Встреча со старым другом детства была бесконечно радостной для нас обоих. После спектакля, на который мы пошли уже вместе, мы до самого утра бродили по уснувшей Москве, делились пережитым, мечтали о будущем. Театр продолжал нас увлекать, и мы решили работать дальше совместно. Но для нас огромную важность представлял вопрос: куда идти? Мы могли, конечно, войти в сложившийся, почтенный театральный организм. Но мы были молоды, наши сердца были захвачены и увлечены революцией. Нам хотелось служить такому искусству, которое отвечало бы боевым настроениям времени, которое было бы оружием в революционной борьбе. Мы хотели быть немедленно полезными общему делу!
Ах, как мне памятна эта ночь на Никитском бульваре — ночь, которая решила нашу судьбу в искусстве и определила нашу дальнейшую дорогу!
Решение Эйзенштейна идти в революционный театр было закономерным и глубоко органичным. Еще в детстве его волновали и увлекали эпохи великих революционных потрясений. «История французской революции» Минье, о которой я уже говорил, карикатуры Домье и Андре Жилля, фотографии опрокинутой Вандомской колонны, титанические фигуры Марата и Робеспьера, наконец, страстная проповедь Виктора Гюго — проповедь социальной справедливости — были одними из самых ярких впечатлений детства и ранней юности Эйзенштейна; позже, по его собственному признанию, на смену эпопеям Дюма выступает эпопея «Ругон-Маккаров» Золя, забирающая в свои цепкие лапы не только юношу, но уже начинающего совсем бессознательно формироваться будущего художника.
События Октября по-новому раскрыли перед ним мир, облекли в плоть и кровь отвлеченные понятия добра и зла, справедливости и несправедливости.

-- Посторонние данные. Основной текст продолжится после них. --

PR #6565, opened 2017-06-21
Replacing uuid function with node-uuid

SCdF:
Instead of trying to write out own that doesn't use Math.random(), let's use an existing library.

I think we can do this for two reasons:
 -  In the codebase we only use `uuid` for either generating a standard uuid, or generating a `_rev` (a lower case uuid without the dashes). So then, we don't need to continue to support arbitrary lengths and radixes
 - From tests, explicitly including `uuid/v4` means that the other library implementations (`v1` etc) do not get included in the final builds, which means we are not bloating builds with unnecessary code.


SCdF:
Hmm. Or so I thought. Forgot to run the web tests. Looks like browserify is converting:

```
import { v4 as uuid } from 'uuid/v4';
...
uuid()
```
into:
```
var uuid_v4 = require('uuid/v4');
...
uuid_v4.v4();
```

Which doesn't work, obviously.

nickcolley:
What impact does this have to the bundle size, is it bigger/smaller? I imagine this will determine if we'd want to do this?

SCdF:
@nickcolley it's just the right size :-P

The reason for doing this is that the current implementation uses `Math.random()`, which generates UUIDs that are not as random as they should be. In a production CouchDB database with a few million records we have a 50-100 records that have conflicted because they were given the same UUID by different PouchDB instances. 

This is, as a far as I can tell, the simplest way of achieving this (note that it currently doesn't work, I have to find time to work out why it doesn't compile into the browser properly). I had a custom-implemented version in another PR but it had a while loop in it and people weren't confident.

The only other option I can think of is hand-re-implement node-uuid myself, which will basically get me where this PR should get me in terms of size and quality, but with the added detriment of not getting updates / etc.

SCdF:
@daleharvey / @nolanlawson I'd appreciate if you could take a look at this second stab at generating UUIDs better. This time I'm just using node-uuid, but it's only using the bits of the library that it needs (that is, the v4 implementation and a couple of util functions).

I have confirmed that it's only bundling the bits that it needs, and not other implementations by grepping the built bundles in `./pouchdb/packages/node_modules/pouchdb/dist/`

Here are the byte differences, compiled on my local machine (`npm run build`), between master and this branch rebased over it:
image

The build fails on coverage, but I can't work out why that would be me, so I'm wondering if that's just a flakey test.

garrensmith:
This looks really nice. I'm happy with it. But I would prefer a +1 from @daleharvey and @willholley before merging.

garrensmith:
The other thing, is this a breaking change? Do we release this in the next 6.* release or put it in 7?

SCdF:
> The other thing, is this a breaking change? Do we release this in the next 6.* release or put it in 7?

As far as I can tell it isn't. However, I'm not too familiar with how plugins work. If they can access the old `uuid(len, radix)` function then there may be code out there asking for all sorts of variations on radix and length, which we are no longer supporting.

daleharvey:
Yeh its definitely not a breaking change, we only support the public API for semver. I think this is a good change, glad to get rid of some custom code for a well tested lib, thanks

tests/integration/test.uuids.js
```diff
@@ -37,32 +37,9 @@ describe('test.uuid.js', function () {
...
-    var length = 32;
-    var count = 10;
-    var uuids = makeUuids(count, length);
-    // Test single UUID wrapper
-    uuids.push(testUtils.uuid(length));
-    uuids.map(function (uuid) {
-      uuid.should.have.length(length, 'UUID length is correct.');
-    });
-  });
+  it('_rev generation', function () {
```
daleharvey: As a future note as this was broken before you touched it, but integration tests are for public api stuff in general, this could just be a unit test if you think its even needed at all

willholley:
This seems to be causing some issues with the bundling. I'm not sure how broad the impact is, but I see build warnings along the lines of:
```
'uuid/v4' is imported by packages/node_modules/pouchdb-utils/src/rev.js, but could not be resolved – treating it as an external dependency
```

and then the `update-package-json-for-publish.js` script fails to resolve the `uuid` package. @daleharvey @nolanlawson could use your advice.

PR #6599, opened 2017-07-13
(#6596) - Fix assertions for chai upgrade

daleharvey:


daleharvey:
This has weirdly broken the map reduce tests, lets just see if there are teething problems in chai that get fixed in next release

Issue #6607, opened 2017-07-14
'uuid/v4' is imported by ..., but could not be resolved – treating it as an external dependency


daleharvey:

daleharvey:
This error gets printed while building pouch and been reported that it effects builds

daleharvey:
Fixed in https://github.com/pouchdb/pouchdb/commit/28fba0870b1438626ca57f2278fc94d102c4c5fa

PR #6609, opened 2017-07-14
(#6607) - Use plain imports for uuid

daleharvey:
With the fancy name we miss dont match https://github.com/pouchdb/pouchdb/blob/master/bin/build-module.js#L45 and treat the import as a local one, with this the only warning now is 

     'default' is imported from external module 'uuid' but never used

Which was there previously and should only mean extra code bundled, although would still like to get rid of it


daleharvey:
Sweet cheers

PR #1123, opened 2022-04-06
fix(dialog): migrate dialog to radix & remove border focus style

David-Cohen35:
this includes the style changes that design-engineering requested


reywright:
Looks good to me.

src/components/Dialog/index.tsx
```diff
@@ -96,110 +90,100 @@ const Dialog = ({
 
   useEffect(() => {
     if (!alwaysShowBorder) {
-      handleResize(); // needs to fire one time immediately on mount
+      handleResize(); // needs to fire once immediately on mount
```
ivanhdez28, line 93: this will also fire on update when `alwaysShowBorder` value changes, if that's what this intended to do then i'm ok with it.

ivanhdez28 (approved):

src/components/Dialog/index.tsx
David-Cohen35: I can only assume thats whats wanted because this was here before i worked on it. I only altered the comment here

reywright: Definitely room for improvements here 😅

reywright: The thing is that if `alwaysShowBorder` is false, and someone turns it to true, we want the effect to be ran. There's no way in hooks to only run a useEffect conditionally based on the value of a boolean.

However, what you will notice here, is the conditional of `if(!alwaysShowBorder)` which actually means `handleResize` will only run if `alwaysShowBorder` is false.

So in short, the `useEffect` will rerun, but the `handleResize` function will not.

Мы решили поступить в Первый Рабочий театр Пролеткульта. Эйзенштейн в качестве художника-декоратора, я — студийца-актера. Дебют Эйзенштейна в этом театре был ярким и своеобразным. Он сразу заставил говорить о себе всю театральную Москву. В качестве художника он оформил спектакль «Мексиканец» по рассказу Джека Лондона. Декорации и костюмы, удачно созданные Эйзенштейном, не только предрешили успех спектакля, но и определили все его режиссерское решение. Надо сказать, что потом, когда он уже утвердил себя в положении режиссера-постановщика, профессия художника ему все время как бы сопутствовала: давая как режиссер точнейшие задания по декорациям, гриму и костюмам, он фактически воплощал в себе эту вторую профессию художника и делал все за него.
Вероятно, не многие хорошо представляют себе суровую, холодную и голодную Москву того времени. Несмотря на эти трудности и лишения, тяга к культуре, к искусству была огромна. Закладывались основы нового, революционного искусства.